Date of Award

1990

Document Type

Dissertation

Degree Name

Doctor of Philosophy (PhD)

Abstract

The dissertation alleges that a speaker may juggle roles in a given rhetorical situation, what may be termed role duality. Role duality refers to a speaker's attempt to effect multiple intentions while fulfilling or partially fulfilling multiple role expectations. A purpose of this dissertation was to speculate further on the nature and function of role duality by analyzing the speeches of James Shannon. Correspondingly, another purpose was to evaluate through rhetorical criticism the pro-slavery, anti-abolitionist speeches of Shannon.
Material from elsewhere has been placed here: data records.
PR #283, opened 2022-08-10
Remove more unused columns

mfcrocker:
# What and why?
All SEFT CIs are now in GCS - there's no need to have a flag on this any more

# How to test?

# Trello
https://trello.com/c/ABWCOijG/1882-delete-instrument-and-gcs-columns-from-seftinstrument-table-in-ras-collection-instrument


_infra/helm/collection-instrument/Chart.yaml
```diff
@@ -14,8 +14,8 @@ type: application
 
 # This is the chart version. This version number should be incremented each time you make changes
 # to the chart and its templates, including the app version.
-version: 2.1.36
+version: 2.1.37
```
insacuri, line 17: I think this could arguably be 2.2.0 or even 3.0.0 as theres no backwards compatibility after we do this change

application/controllers/collection_instrument.py
```diff
@@ -500,21 +488,15 @@ def get_instrument_data(instrument_id, session):
...
-                    exercise_id = str(instrument.exids[0])
-                    file_path = survey_ref + "/" + exercise_id + "/" + instrument.seft_file.file_name
-                    seft_ci_bucket = GoogleCloudSEFTCIBucket(current_app.config)
-                    file = seft_ci_bucket.download_file_from_bucket(file_path)
-                    return file, instrument.seft_file.file_name
-                except Exception:
-                    log.exception("Couldn't find SEFT CI in GCP bucket")
-            else:
-                log.info("Decrypting collection instrument data", instrument_id=instrument_id)
-                cryptographer = Cryptographer()
```
insacuri, line 515: Just looking at the repo after this change, the cryptographer isn't used anymore.  Can you remove it and the stuff that goes with it as well?

insacuri (changes requested):

application/controllers/collection_instrument.py
insacuri: You can remove the ons_cryptokey value too from the config and helm chart as well.  I think the secret might have to stay where it is as frontstage is using it I think, but I could be wrong about that.

PR #284, opened 2022-09-15
Remove ru_ref and collection_exercise data from classifiers in /collectioninstrument endpoint

mfcrocker:
# What and why?

The BRES collection exercise was slow to load as it's the only one that's had to load 2.5k instruments.  This highlighted some inefficiencies in the code.  One thing that was noticed was that there is an inefficient call to get the ru_ref and collection exercise ids and add it to the payload.   After looking at all the calls in the system, it was concluded that nothing actually uses this data so we'll leave it blank as it makes a 2.5k instrument exercise go from 25 seconds to load down to 10 seconds.

If it passes our testing and goes live, then we can do another pass to remove the 'classifier' key entirely from the returned dictionary.

# How to test?

- Deploy PR to environment
- Run acceptance tests to seed data
- Create, set ready for live and sign up for the following collection exercises with multiple formtypes:
  - any EQ
  - any SEFT, except BRES
  - a BRES survey (for this, 'multiple formtypes' means 2+ reporting units that will get unique collection instruments)

# Trello

### DIFF
--- a/Dockerfile
+++ b/Dockerfile
@@ -8,4 +8,4 @@ WORKDIR /app
 COPY . /app
 RUN pipenv install --deploy --system
 EXPOSE 8002
-CMD ["gunicorn", "-b", "0.0.0.0:8080", "--workers", "8", "--worker-class", "gevent", "--worker-connections", "1000", "--timeout", "30", "--keep-alive", "2", "app:app"]
+CMD ["gunicorn", "-b", "0.0.0.0:8080", "--workers", "6", "--worker-class", "gevent", "--worker-connections", "1000", "--timeout", "30", "--keep-alive", "2", "app:app"]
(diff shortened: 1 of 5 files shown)


LJBabbage (commented):
Not sure about this change, I can see a few places which uses COLLECTION_EXERCISE https://github.com/ONSdigital/response-operations-ui/blob/main/response_operations_ui/controllers/collection_instrument_controllers.py#L203-L213, which would bubble up here https://github.com/ONSdigital/response-operations-ui/blob/main/response_operations_ui/views/collection_exercise.py#L76 meaning anything that uses ce_details["collection_instruments"] might not work as expected which I can see a few places in this repo. I think if we are doing this we need to eliminate the query builds that use searchString with COLLECTION_EXERCISE and RU_REF first

LJBabbage (approved):
Taking a pragmatic view that the search params are updated/removed in another card then this can be merged. I have done a light test in dev and it did work

PR #289, opened 2022-10-28
Investigate bres slowdown

insacuri:
# What and why?

When uploading collection instruments for an exercise, we were finding that once the number of instruments reached >500, it would take noticeably longer to add any subsequent ones.  As an example, for the biggest exercise, it took about 10 seconds to upload a new one when it got to ~2600 instruments.

This was happening in the duplicate filename check, where it checks to make sure a duplicate instrument isn't being uploaded.  It was taking about 4ms per record as it needed to go back to the database each time it wanted the filename of the seft record.  4ms isn't long, but when multiplied by 1000+ it gets slow quickly!.

This PR makes the loading more eager, so when you call `exercises.instruments`, it not only loads the record for the instruments, but it also loads the SEFT records at the same time.  Then when we loop through them, instead of going to the database for each record (slow) we're just iterating over a list (much faster!)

Shannon (1799-1859), an evangelist in the Churches of Christ and an influential educator, delivered two principal speeches in defense of slavery: (1) "The Philosophy of Slavery as identified with the Philosophy of Human Happiness" given to the Franklin Society of Bacon College, Harrodsburg, Kentucky, on 27 June 1844 and (2) "An Address Delivered before the Pro-slavery Convention of the State of Missouri, Held in Lexington, July 13, 1855.". The dissertation sought to determine (1) whether sufficient evidence existed to ascertain Shannon's intentions in delivering the addresses, (2) whether Shannon's rhetorical choices could be said to constitute role duality, and (3) whether the means Shannon employed furthered his goals. A preponderance of evidence pointed to the conclusion that Shannon harbored multiple intentions, and that while addressing an immediate audience, he also had in mind reaching wealthy southerners who might help Bacon College in Harrodsburg, Kentucky, or Christian University in Canton, Missouri. Less clear was whether a discernible strategy accompanied that effort. Organization seemed to play an insignificant part in reaching contributors, undecided border state auditors, and potential employers. Based on the two speeches, roughly half of Shannon's arguments were reasonably sound, seemingly indicating that Shannon was more concerned with identifying with southerners emotionally than logically convincing all listeners. As represented in the anti-abolitionist speaking of James Shannon, role duality may be seen as a strategy best reserved for desperate moments, for persons with high credibility, and for ceremonial occasions.